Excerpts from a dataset

PR #21932, opened 2020-06-20
Update link for HPA object to point to API docs instead of old design doc

joelsmith:
The HPA has been around for quite some time and now has two new beta versions of its object. This link update makes it easier to find the acutal object spec instead of the outdated design doc.


tengqm:
Thanks. Pointing to the GA version of API object is the right thing to do.
/lgtm
/approve

Issue #21930, opened 2020-06-20
debug DNS resolution 404 not found


ran-huang:
This page returns 404 not found. 
https://kubernetes.io/docs/tasks/administer-cluster/dns-debugging-resolution/.

tengqm:
Yup. It was moved over to a different folder ...

ran-huang:
@tengqm Thanks! Do you know what is the currently available link for the English doc? The search is not very helpful😕
btw, the Chinese link is still working though... https://kubernetes.io/zh/docs/tasks/administer-cluster/dns-debugging-resolution/

tengqm:
Well, I think we should move it back.
Proposing a fix now.
If it turns out that team doesn't want to move it back, we may need to add a redirect entry as an alternative.

sftim:
@tengqm let's discuss the move back in this issue. Can you set out a case for reverting?

tengqm:
@sftim Sure.
I'm assuming that there are audiences from different user groups reading the docs and even learn by doing. A long while ago, we (primarily chenopis) started an initiative to provider journeys for different group of users. Some of those efforts are still [here](https://github.com/kubernetes/website/tree/master/deprecated/content/en/docs/user-journeys/users), archived into a `deprecated` directory. The idea was to help users find the materials they need based on their roles in operating or using Kubernetes. This background is where I came from.

For cluster operators (or admins, or whatever you call them), they often times enjoy a higher privilege (aka more responsibilities) to keep the cluster running healthily. That means they need to ensure the following things work properly:

  - access control and admission control
  - storage provisioning and networking setup
  - auditing, logging and monitoring
  - upgrade cluster config
  - secure cluster data and backup them properly
  - ...

These are not concerns of an application developer. An application developer uses the cluster to deploy, scale their applications. For example, they rarely have a say regarding when to evict a Pod out of a node and they cannot decide whether and which upstream DNS server is used. Similarly, a cluster operator doesn't care that much how application Helm charts are composed, version controlled.

A production deployment is pretty different from the minikube one we use for learning and erring.

So ... DNS and related tasks is not an application level thing. It is a cluster administering job. That is the reason I'm proposing this (partial) revert.

PR #21933, opened 2020-06-20
Move DNS debugging page back to cluster administration

tengqm:
DNS resolution is a task in the control plane rather than application layer.

closes: #21930


kbhawkey:
Page preview:
https://deploy-preview-21933--kubernetes-io-master-staging.netlify.app/docs/tasks/administer-cluster/dns-debugging-resolution/

kbhawkey:
Hi @tengqm .
This page is reverting this change?
https://github.com/kubernetes/website/pull/21166/

tengqm:
@kbhawkey Partially revert. It is not reverting the tweaking to the text. It is moving the page back to the directory to which it belongs.

kbhawkey:
I just read through the comments in issue #21930.
Here are the current pages:
https://kubernetes.io/docs/tasks/access-application-cluster/
https://kubernetes.io/docs/tasks/administer-cluster/

I suggest to look at the current pages under each folder and decide if the folders help categorize the task pages (for the reader). Do most pages under `administer-cluster` focus on administration?
What kind of tasks are represented by `access-application-cluster`? I find this name less obvious.

tengqm:
@kbhawkey Indeed. For example, the page https://kubernetes.io/docs/tasks/administer-cluster/access-cluster-api/ doesn't look like an administration task, and it should go to the other directory.

sftim:
I'd probably group cluster networking tasks and DNS tasks into one section. How does that sound?

kbhawkey:
Going forward, I suggest to:
- move this page to administer_cluster so that DNS pages are located under the same folder and the failing links are corrected.
- log an issue to investigate whether there should be a new folder created specifically for DNS and cluster networking tasks
- log an issue to possibly move the other DNS task page from `tasks/access-application-cluster`

/lgtm

kbhawkey:
If there is still more to discuss, feel free to hold this PR.

tengqm:
@kbhawkey @sftim Consolidating networking and DNS into a subgroup is a good idea. Let's ensure we add redirect entries in such PRs. We are seeing some broken links from some "downstream" projects.

kbhawkey:
Is this good to move forward and log an issue to create a new folder/sub-folder?

sftim:
If I get time I will also check for redirects that now need to be undone.

PR #21935, opened 2020-06-20
[zh] Fix typo in install-kubectl

Yiyiyimu:
Make the change according to English page, and also the issue [here](https://github.com/minishift/minishift/issues/3440#issuecomment-617506530)


tengqm:
Thanks for the sync.
/lgtm
/approve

> [What you need to do]:
What is needed is a faithful transcription of every entry.

> [Response box]:
PR #21932, opened 2020-06-20
Update link for HPA object to point to API docs instead of old design doc

joelsmith:
The HPA has been around for quite some time and now has two new beta versions of its object. This link update makes it easier to find the acutal object spec instead of the outdated design doc.


tengqm:
Thanks. Pointing to the GA version of API object is the right thing to do.
/lgtm
/approve

Issue #21930, opened 2020-06-20
debug DNS resolution 404 not found


ran-huang:
This page returns 404 not found. 
https://kubernetes.io/docs/tasks/administer-cluster/dns-debugging-resolution/.

tengqm:
Yup. It was moved over to a different folder ...

ran-huang:
@tengqm Thanks! Do you know what is the currently available link for the English doc? The search is not very helpful😕
btw, the Chinese link is still working though... https://kubernetes.io/zh/docs/tasks/administer-cluster/dns-debugging-resolution/

tengqm:
Well, I think we should move it back.
Proposing a fix now.
If it turns out that team doesn't want to move it back, we may need to add a redirect entry as an alternative.

sftim:
@tengqm let's discuss the move back in this issue. Can you set out a case for reverting?

tengqm:
@sftim Sure.
I'm assuming that there are audiences from different user groups reading the docs and even learn by doing. A long while ago, we (primarily chenopis) started an initiative to provider journeys for different group of users. Some of those efforts are still [here](https://github.com/kubernetes/website/tree/master/deprecated/content/en/docs/user-journeys/users), archived into a `deprecated` directory. The idea was to help users find the materials they need based on their roles in operating or using Kubernetes. This background is where I came from.

For cluster operators (or admins, or whatever you call them), they often times enjoy a higher privilege (aka more responsibilities) to keep the cluster running healthily. That means they need to ensure the following things work properly:

  - access control and admission control
  - storage provisioning and networking setup
  - auditing, logging and monitoring
  - upgrade cluster config
  - secure cluster data and backup them properly
  - ...

These are not concerns of an application developer. An application developer uses the cluster to deploy, scale their applications. For example, they rarely have a say regarding when to evict a Pod out of a node and they cannot decide whether and which upstream DNS server is used. Similarly, a cluster operator doesn't care that much how application Helm charts are composed, version controlled.

A production deployment is pretty different from the minikube one we use for learning and erring.

So ... DNS and related tasks is not an application level thing. It is a cluster administering job. That is the reason I'm proposing this (partial) revert.

PR #21933, opened 2020-06-20
Move DNS debugging page back to cluster administration

tengqm:
DNS resolution is a task in the control plane rather than application layer.

closes: #21930


kbhawkey:
Page preview:
https://deploy-preview-21933--kubernetes-io-master-staging.netlify.app/docs/tasks/administer-cluster/dns-debugging-resolution/

kbhawkey:
Hi @tengqm .
This page is reverting this change?
https://github.com/kubernetes/website/pull/21166/

tengqm:
@kbhawkey Partially revert. It is not reverting the tweaking to the text. It is moving the page back to the directory to which it belongs.

kbhawkey:
I just read through the comments in issue #21930.
Here are the current pages:
https://kubernetes.io/docs/tasks/access-application-cluster/
https://kubernetes.io/docs/tasks/administer-cluster/

I suggest to look at the current pages under each folder and decide if the folders help categorize the task pages (for the reader). Do most pages under `administer-cluster` focus on administration?
What kind of tasks are represented by `access-application-cluster`? I find this name less obvious.

tengqm:
@kbhawkey Indeed. For example, the page https://kubernetes.io/docs/tasks/administer-cluster/access-cluster-api/ doesn't look like an administration task, and it should go to the other directory.

sftim:
I'd probably group cluster networking tasks and DNS tasks into one section. How does that sound?

kbhawkey:
Going forward, I suggest to:
- move this page to administer_cluster so that DNS pages are located under the same folder and the failing links are corrected.
- log an issue to investigate whether there should be a new folder created specifically for DNS and cluster networking tasks
- log an issue to possibly move the other DNS task page from `tasks/access-application-cluster`

/lgtm

kbhawkey:
If there is still more to discuss, feel free to hold this PR.

tengqm:
@kbhawkey @sftim Consolidating networking and DNS into a subgroup is a good idea. Let's ensure we add redirect entries in such PRs. We are seeing some broken links from some "downstream" projects.

kbhawkey:
Is this good to move forward and log an issue to create a new folder/sub-folder?

sftim:
If I get time I will also check for redirects that now need to be undone.

PR #21935, opened 2020-06-20
[zh] Fix typo in install-kubectl

Yiyiyimu:
Make the change according to English page, and also the issue [here](https://github.com/minishift/minishift/issues/3440#issuecomment-617506530)


tengqm:
Thanks for the sync.
/lgtm
/approve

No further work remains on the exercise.